------ SUPPLIED RECORDS

PR #8216, opened 2022-10-15
feat(nuxt): add `<NuxtClientFallback>` component

huang-julien:
### 🔗 Linked issue

resolve  https://github.com/nuxt/nuxt.js/issues/14885

### ❓ Type of change

### 📚 Description
Hi :wave: , this PR adds a `<ClientIfFail>` component to render its children even if it fails in SSR.
If it fails, the children will only be rendered `onMounted` hook. An `@ssr-error` event will also be triggered server-side.

This PR can be  improved and i'd like to have your opinion:
- [x] About the name of this component
- [x] Currently, this component needs a `uid` prop to know if it has failed to render in SSR. I think this can be improved by avoiding the users to set manually a random uid. Maybe by using a transform plugin to auto-generate a `uid="randomString"` on every `<CleintIfFail>` ? 
- [ ] https://github.com/nuxt/nuxt.js/issues/14885 @danielroe suggested enhancing `<NuxtErrorBoundary>`, do you think we can merge this component's behavior with `<NuxtErrorBoundary>` ? 
 

### 📝 Checklist


packages/nuxt/src/components/client-if-fail-auto-id.ts
```diff
@@ -0,0 +1,48 @@
...
+        return true
+      }
+      return isVueTemplate(id)
+    },
+    transform (code, id) {
+      const s = new MagicString(code)
+      const relativeID = isAbsolute(id) ? relative(options.rootDir, id) : id
+
+      s.replace(/<([cC]lient-?[iI]f-?[fF]ail)(.*)>/g, (full, name, attrs, offset) => {
+        return `<${name}${attrs} uid="${'$' + hash(`${relativeID}-${offset}`)}">`
```
pi0, line 35: Only depending on static component usage, has a limitation. Having `<BlogArticle :id>` component inside of it uses `<ClientIfFail>`, if it used twice and one of them fails, since static file/location of ClientIfFail is same both of them fail. 

We should at least document this as a limitation or we can also generate id at runtime based on `hash(uid, attrs)`

packages/nuxt/src/app/components/client-if-fail.mjs
```diff
@@ -0,0 +1,40 @@
...
+    if (process.server) {
+      const error = ref(false)
+
+      onErrorCaptured((_, instance) => {
+        error.value = true
+
+        useState(`${props.uid}`, () => true)
+        // modify ssr render to force render a simple div
+        instance._.ssrRender = (_ctx, _push, _parent, _attrs) => {
+          _push(`<div${ssrRenderAttrs(_attrs)}></div>`)
```
pi0, line 21: Can we make at least `div` tag customizable via a prop?

pi0:
LOVE THIS! 

For the naming component, I suggest using `<ClientFallback>`. I thought we could have more client-fallback strategies such as timeout and a more generic name could cover them.

Merging with `NuxtErrorBoundary` once it supported SSR error capturing, might be a really nice idea but we don't need to wait for it. Also same as ClientOnly (component vs `.client`) we might have more specific implementation that differs from `<NuxtErrorBoundary>` that is directly exposed to user-land, which might cause more logic into it.

packages/nuxt/src/components/client-if-fail-auto-id.ts
```diff
@@ -0,0 +1,48 @@
+import { createUnplugin } from 'unplugin'
+import { ComponentsOptions } from '@nuxt/schema'
```
pi0, line 2:
```suggestion
import type { ComponentsOptions } from '@nuxt/schema'
```

packages/nuxt/src/app/components/client-if-fail.mjs
huang-julien: yes :+1:

packages/nuxt/src/components/client-if-fail-auto-id.ts
huang-julien: Ah yes, I think that i see how this can potentially leads to this issue 🤔 .
If i understand well, : 
- App.vue
- BlogArticle.vue
- FailOrSuccess 

Having App.vue calling multiple BlogArticle with an `:id` (1, 2) that call a `FailOrSuccess` comp in `ClientOnly` -> if id 1 fails, id 2 would also be considered as failed since this is depending on the location of the component and the offset of `ClientFail`

pi0: Yes exactly.

huang-julien:
This PR has been reworked to have the same behavior with `ClientOnly` if at least one children fail to render.

At first, the PR was trying to handle only the components that has failed to render but handling it in client-side became a bit too complex. The new behavior is to render a `div` or its `fallbackTag` without any children if one child of the slot fails to render. As if we were using `ClientOnly`.

There's now a runtime uid for each `ClientFallback` based on:
- a hash of the relative ID of the file
- the attrs of the component 
- the number of `ClientFallback` in the component

huang-julien:
Added the `fallbackTag`|`placeholderTag `and the `fallback`|`placeholder` props + the `fallback` slot (just like `<ClientOnly>`).

There's a  `[Vue warn]: Component <Anonymous> is missing template or render function.` each time a component fails to render in ssr once build, i'm not sure if this should be documented or not.

huang-julien:
I'm thinking about splitting the component into a server and client version to avoid having the server-side logic into the client build (dev+prod).

I wanted to use `mode: 'client'` in `addComponent()` but this automatically convert it to `createClient()` so it doesn't work.

Using `const component = process.server ? ... : ...` then `export default defineComponent(component)` works + extracting `createBuffer` to a helper files removes around 10kb from the client build.

What do you all think about this (leave it like this, apply the new suggestion or any idea) ?

huang-julien:
@pi0 the module (and the PR) should be finally stable. Let me know what you think of it

packages/nuxt/src/components/client-fallback-auto-id.ts
```diff
@@ -0,0 +1,52 @@
...
+      if (exclude.some(pattern => id.match(pattern))) {
+        return false
+      }
+      if (include.some(pattern => id.match(pattern))) {
+        return true
+      }
+      return isVueTemplate(id)
+    },
+    transform (code, id) {
+      if (!/[cC]lient-?[fF]allback/.test(code)) { return }
```
danielroe, line 30:
```suggestion
      if (!/(ClientFallback|client-fallback)/.test(code)) { return }
```

packages/nuxt/src/components/client-fallback-auto-id.ts
```diff
@@ -0,0 +1,52 @@
...
+import MagicString from 'magic-string'
+import { isAbsolute, relative } from 'pathe'
+import { hash } from 'ohash'
+import { isVueTemplate } from './helpers'
+interface LoaderOptions {
+  sourcemap?: boolean
+  transform?: ComponentsOptions['transform'],
+  rootDir: string
+}
+
```
danielroe, line 12: Maybe we could extract as a single regexp?

```suggestion
const CLIENT_FALLBACK_RE = /<(ClientFallback|client-fallback)( [^>]*)?>/g
```

packages/nuxt/src/components/client-fallback-auto-id.ts
```diff
@@ -0,0 +1,52 @@
...
+      return isVueTemplate(id)
+    },
+    transform (code, id) {
+      if (!/[cC]lient-?[fF]allback/.test(code)) { return }
+
+      const s = new MagicString(code)
+      const relativeID = isAbsolute(id) ? relative(options.rootDir, id) : id
+      let count = 0
+
+      s.replace(/<([cC]lient-?[fF]allback)( [^>]*)?>/g, (full, name, attrs) => {
```
danielroe, line 36:
```suggestion
      s.replace(CLIENT_FALLBACK_GLOBAL_RE, (full, name, attrs) => {
```

danielroe:
The bundle test is flagging up that importing from `vue/server-renderer` in the client app, there are side-effects.

If possible, we should avoid importing from there, or manually mark it as without side effects to rollup.

huang-julien:
I think splitting it into .server/.client is a bit cleaner, it would also avoid to include 'vue/server-renderer' in the client bundle.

------------

WORK TO COMPLETE: Copy out all of the records verbatim.

RESPONSE BOX:
PR #8216, opened 2022-10-15
feat(nuxt): add `<NuxtClientFallback>` component

huang-julien:
### 🔗 Linked issue

resolve  https://github.com/nuxt/nuxt.js/issues/14885

### ❓ Type of change

### 📚 Description
Hi :wave: , this PR adds a `<ClientIfFail>` component to render its children even if it fails in SSR.
If it fails, the children will only be rendered `onMounted` hook. An `@ssr-error` event will also be triggered server-side.

This PR can be  improved and i'd like to have your opinion:
- [x] About the name of this component
- [x] Currently, this component needs a `uid` prop to know if it has failed to render in SSR. I think this can be improved by avoiding the users to set manually a random uid. Maybe by using a transform plugin to auto-generate a `uid="randomString"` on every `<CleintIfFail>` ? 
- [ ] https://github.com/nuxt/nuxt.js/issues/14885 @danielroe suggested enhancing `<NuxtErrorBoundary>`, do you think we can merge this component's behavior with `<NuxtErrorBoundary>` ? 
 

### 📝 Checklist


packages/nuxt/src/components/client-if-fail-auto-id.ts
```diff
@@ -0,0 +1,48 @@
...
+        return true
+      }
+      return isVueTemplate(id)
+    },
+    transform (code, id) {
+      const s = new MagicString(code)
+      const relativeID = isAbsolute(id) ? relative(options.rootDir, id) : id
+
+      s.replace(/<([cC]lient-?[iI]f-?[fF]ail)(.*)>/g, (full, name, attrs, offset) => {
+        return `<${name}${attrs} uid="${'$' + hash(`${relativeID}-${offset}`)}">`
```
pi0, line 35: Only depending on static component usage, has a limitation. Having `<BlogArticle :id>` component inside of it uses `<ClientIfFail>`, if it used twice and one of them fails, since static file/location of ClientIfFail is same both of them fail. 

We should at least document this as a limitation or we can also generate id at runtime based on `hash(uid, attrs)`

packages/nuxt/src/app/components/client-if-fail.mjs
```diff
@@ -0,0 +1,40 @@
...
+    if (process.server) {
+      const error = ref(false)
+
+      onErrorCaptured((_, instance) => {
+        error.value = true
+
+        useState(`${props.uid}`, () => true)
+        // modify ssr render to force render a simple div
+        instance._.ssrRender = (_ctx, _push, _parent, _attrs) => {
+          _push(`<div${ssrRenderAttrs(_attrs)}></div>`)
```
pi0, line 21: Can we make at least `div` tag customizable via a prop?

pi0:
LOVE THIS! 

For the naming component, I suggest using `<ClientFallback>`. I thought we could have more client-fallback strategies such as timeout and a more generic name could cover them.

Merging with `NuxtErrorBoundary` once it supported SSR error capturing, might be a really nice idea but we don't need to wait for it. Also same as ClientOnly (component vs `.client`) we might have more specific implementation that differs from `<NuxtErrorBoundary>` that is directly exposed to user-land, which might cause more logic into it.

packages/nuxt/src/components/client-if-fail-auto-id.ts
```diff
@@ -0,0 +1,48 @@
+import { createUnplugin } from 'unplugin'
+import { ComponentsOptions } from '@nuxt/schema'
```
pi0, line 2:
```suggestion
import type { ComponentsOptions } from '@nuxt/schema'
```

packages/nuxt/src/app/components/client-if-fail.mjs
huang-julien: yes :+1:

packages/nuxt/src/components/client-if-fail-auto-id.ts
huang-julien: Ah yes, I think that i see how this can potentially leads to this issue 🤔 .
If i understand well, : 
- App.vue
- BlogArticle.vue
- FailOrSuccess 

Having App.vue calling multiple BlogArticle with an `:id` (1, 2) that call a `FailOrSuccess` comp in `ClientOnly` -> if id 1 fails, id 2 would also be considered as failed since this is depending on the location of the component and the offset of `ClientFail`

pi0: Yes exactly.

huang-julien:
This PR has been reworked to have the same behavior with `ClientOnly` if at least one children fail to render.

At first, the PR was trying to handle only the components that has failed to render but handling it in client-side became a bit too complex. The new behavior is to render a `div` or its `fallbackTag` without any children if one child of the slot fails to render. As if we were using `ClientOnly`.

There's now a runtime uid for each `ClientFallback` based on:
- a hash of the relative ID of the file
- the attrs of the component 
- the number of `ClientFallback` in the component

huang-julien:
Added the `fallbackTag`|`placeholderTag `and the `fallback`|`placeholder` props + the `fallback` slot (just like `<ClientOnly>`).

There's a  `[Vue warn]: Component <Anonymous> is missing template or render function.` each time a component fails to render in ssr once build, i'm not sure if this should be documented or not.

huang-julien:
I'm thinking about splitting the component into a server and client version to avoid having the server-side logic into the client build (dev+prod).

I wanted to use `mode: 'client'` in `addComponent()` but this automatically convert it to `createClient()` so it doesn't work.

Using `const component = process.server ? ... : ...` then `export default defineComponent(component)` works + extracting `createBuffer` to a helper files removes around 10kb from the client build.

What do you all think about this (leave it like this, apply the new suggestion or any idea) ?

huang-julien:
@pi0 the module (and the PR) should be finally stable. Let me know what you think of it

packages/nuxt/src/components/client-fallback-auto-id.ts
```diff
@@ -0,0 +1,52 @@
...
+      if (exclude.some(pattern => id.match(pattern))) {
+        return false
+      }
+      if (include.some(pattern => id.match(pattern))) {
+        return true
+      }
+      return isVueTemplate(id)
+    },
+    transform (code, id) {
+      if (!/[cC]lient-?[fF]allback/.test(code)) { return }
```
danielroe, line 30:
```suggestion
      if (!/(ClientFallback|client-fallback)/.test(code)) { return }
```

packages/nuxt/src/components/client-fallback-auto-id.ts
```diff
@@ -0,0 +1,52 @@
...
+import MagicString from 'magic-string'
+import { isAbsolute, relative } from 'pathe'
+import { hash } from 'ohash'
+import { isVueTemplate } from './helpers'
+interface LoaderOptions {
+  sourcemap?: boolean
+  transform?: ComponentsOptions['transform'],
+  rootDir: string
+}
+
```
danielroe, line 12: Maybe we could extract as a single regexp?

```suggestion
const CLIENT_FALLBACK_RE = /<(ClientFallback|client-fallback)( [^>]*)?>/g
```

packages/nuxt/src/components/client-fallback-auto-id.ts
```diff
@@ -0,0 +1,52 @@
...
+      return isVueTemplate(id)
+    },
+    transform (code, id) {
+      if (!/[cC]lient-?[fF]allback/.test(code)) { return }
+
+      const s = new MagicString(code)
+      const relativeID = isAbsolute(id) ? relative(options.rootDir, id) : id
+      let count = 0
+
+      s.replace(/<([cC]lient-?[fF]allback)( [^>]*)?>/g, (full, name, attrs) => {
```
danielroe, line 36:
```suggestion
      s.replace(CLIENT_FALLBACK_GLOBAL_RE, (full, name, attrs) => {
```

danielroe:
The bundle test is flagging up that importing from `vue/server-renderer` in the client app, there are side-effects.

If possible, we should avoid importing from there, or manually mark it as without side effects to rollup.

huang-julien:
I think splitting it into .server/.client is a bit cleaner, it would also avoid to include 'vue/server-renderer' in the client bundle.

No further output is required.